The Ryan plan also resembles the health insurance model developed over the years in Germany. Under the German system, seniors choose insurance coverage from among a list of approved, competing nongovernmental "sickness funds" (Krankenkassen). Those insurers, in turn, pay for healthcare provided by private physicians and hospitals with beneficiaries and the government each paying a share of healthcare premiums.

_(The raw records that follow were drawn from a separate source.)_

PR #2350, opened 2023-02-15
Use `rich` for logging, tracebacks, printing, progressbars

### LINKED ISSUE #1843: Use Rich for logging, stack traces, and progress bars

tomaarsen:
Closes #1843

Hello!

## Pull Request overview
* Use [`rich`](https://github.com/Textualize/rich) for logging, tracebacks, printing and progressbars.
* Add `rich` as a dependency.
* Remove `loguru` as a dependency and remove all mentions of it in the codebase.
* Simplify logging configuration according to the logging documentation.
* Update logging tests.

## Before & After
[`rich`](https://github.com/Textualize/rich) is a large Python library for very colorful formatting in the terminal. Most importantly (in my opinion), it improves the readability of logs and tracebacks. Let's go over some before-and-afters:
<details><summary>Printing, Logging & Progressbars</summary>

### Before:
image

### After:
image

Note that for the logs, the repeated information on the left side is removed. Beyond that, the file location from which the log originates is moved to the right side. Beyond that, the progressbar has been updated, ahd the URL in the printed output has been highlighted automatically.

</details>

<details><summary>Tracebacks</summary>

### Before:
image

### After:
image

---

### Before:
image

### After:
image

---

### Before
image

### After
image

</details>

## Notes
Note that there are some changes in the logging configuration. Most of all, it has been simplified according to the note from [here](https://docs.python.org/3/library/logging.html#logging.Logger.propagate). In my changes, I only attach our handler to the root logger and let propagation take care of the rest.

Beyond that, I've set `rich` to 13.0.1 as newer versions experience a StopIteration error like discussed [here](https://github.com/Textualize/rich/issues/2800#issuecomment-1428764064).

I've replaced `tqdm` with `rich` Progressbar when logging. However, I've kept the `tqdm` progressbar for the [Weak Labeling](https://github.com/argilla-io/argilla/blob/develop/src/argilla/labeling/text_classification/weak_labels.py) for now. 

One difference between the old situation and now is that all of the logs are displayed during `pytest` under "live log call" (so, including expected errors), while earlier only warnings were shown.

## What to review?
Please do the following when reviewing:
1. Ensuring that `rich` is correctly set to be installed whenever someone installs `argilla`. I always set my dependencies explicitly in setup.py like [here](https://github.com/nltk/nltk/blob/develop/setup.py#L115) or [here](https://github.com/huggingface/setfit/blob/78851287535305ef32f789c7a87004628172b5b6/setup.py#L47-L48), but the one for `argilla` is [empty](https://github.com/argilla-io/argilla/blob/develop/setup.py), and `pyproject.toml` is used instead. I'd like for someone to look this over.
2. Fetch this branch and run some arbitrary code. Load some data, log some data, crash some programs, and get an idea of the changes. Especially changes to loggers and tracebacks can be a bit personal, so I'd like to get people on board with this. Otherwise we can scrap it or find a compromise. After all, this is also a design PR.
3. Please have a look at my discussion points below.

## Discussion
`rich` is quite configurable, so there's some changes that we can make still.
1. The `RichHandler` logging handler can be modified to e.g. include rich tracebacks in their logs as discussed [here](https://rich.readthedocs.io/en/latest/logging.html#handle-exceptions). Are we interested in this?
2. The `rich` traceback handler can be set up to include local variables in its traceback:
    <details><summary>Click to see a rich traceback with local variables</summary>

    image
    </details>
    Are we interested in this? I think this is a bit overkill in my opinion.
3. We can suppress frames from certain Python modules to exclude them from the rich tracebacks. Are we interested in this?
4. The default rich traceback shows a maximum of 100 frames, which is a *lot*. Are we interested in reducing this to only show the first and last X?
5. The progress bar doesn't automatically stretch to fill the full available width, while `tqdm` does. If we want, we can set `expand=True` and it'll also expand to the entire width. Are we interested in this?
6. The progress "bar" does not need to be a bar, we can also use e.g. a spinner animation. See some more info [here](https://rich.readthedocs.io/en/latest/progress.html#columns). Are we interested in this?

---

**Type of change**

**How Has This Been Tested**

I've updated the tests according to my changes.

**Checklist**

- Tom Aarsen

### DIFF
--- a/environment_dev.yml
+++ b/environment_dev.yml
@@ -46,6 +46,6 @@ dependencies:
       - spacy==3.1.0
       - https://github.com/explosion/spacy-models/releases/download/en_core_web_sm-3.1.0/en_core_web_sm-3.1.0.tar.gz
       - transformers[torch]~=4.18.0
-      - loguru
+      - rich==13.0.1
       # install Argilla in editable mode
       - -e .[server,listeners]
--- a/environment_dev.yml
+++ b/environment_dev.yml
@@ -43,8 +43,8 @@ dependencies:
       - pgmpy
       - plotly>=4.1.0
       - snorkel>=0.9.7
-      - spacy==3.1.0
-      - https://github.com/explosion/spacy-models/releases/download/en_core_web_sm-3.1.0/en_core_web_sm-3.1.0.tar.gz
+      - spacy==3.5.0
+      - https://github.com/explosion/spacy-models/releases/download/en_core_web_sm-3.5.0/en_core_web_sm-3.5.0.tar.gz
       - transformers[torch]~=4.18.0
       - rich==13.0.1
       # install Argilla in editable mode
--- a/pyproject.toml
+++ b/pyproject.toml
@@ -38,11 +38,13 @@ dependencies = [
     "wrapt >= 1.13,< 1.15",
     # weaksupervision
     "numpy < 1.24.0",
+    # for progressbars
     "tqdm >= 4.27.0",
     # monitor background consumers
     "backoff",
-    "monotonic"
-
+    "monotonic",
+    # for logging, tracebacks, printing, progressbars
+    "rich <= 13.0.1"
 ]
 dynamic = ["version"]
 
--- a/src/argilla/__init__.py
+++ b/src/argilla/__init__.py
@@ -21,12 +21,18 @@ as well as in the `_import_structure` dictionary.
 import sys as _sys
 from typing import TYPE_CHECKING as _TYPE_CHECKING
 
-from rich.traceback import install as _install_rich
-
 from argilla.logging import configure_logging as _configure_logging
 
 from . import _version
 from .utils import LazyargillaModule as _LazyargillaModule
+
+try:
+    from rich.traceback import install as _install_rich
+
+    # Rely on `rich` for tracebacks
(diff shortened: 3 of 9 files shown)


tomaarsen:
It seems to have some issues installing `rich`. In particular, I think it's struggling to read the `__version__` of `argilla` without triggering errors that `rich` hasn't been installed yet. This issue persists regardless of whether `rich==13.0.1` is in the `- pip:` section of the `environment_dev.yml` or not.

It'll have to be investigated some more.

tomaarsen:
In order to allow rich to be installed, I had to:
* Allow `argilla.__version__` to be accessed without having `rich` installed by hiding the imports under `try-except ModuleNotFound`.
* Update `spacy` from `3.1.0` to `3.5.0` due to a dependency conflict between `spacy==3.1.0` and `rich==13.0.1` over the `typing-extensions` version.

I'll solve the merge conflicts.

This is ready for review.

frascuchon (approved):
So nice work! 

Thanks @tomaarsen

A comparison with the German system reveals Germany achieves satisfactory healthcare at about one-half the per capita cost presently experienced in the United States, but also highlights similarities and differences between the two approaches:
In contrast to the rhetoric of Ryan-plan supporters, the German system does not achieve its results primarily by unleashing the forces of competition. In fact, both the German system and the Ryan plan explicitly prohibit one of the main forms of competition among insurance companies, namely, the use of experience rating, that is, the practice of differentiating premiums according to demographics, health status, past health care use, and similar factors. Experience rating in health insurance leads to "cherry picking," in which insurers compete to lower their premiums by excluding all but the healthiest customers. Under such a system, the very elderly and those with chronic illnesses are likely to find that insurance is unaffordable or completely unavailable.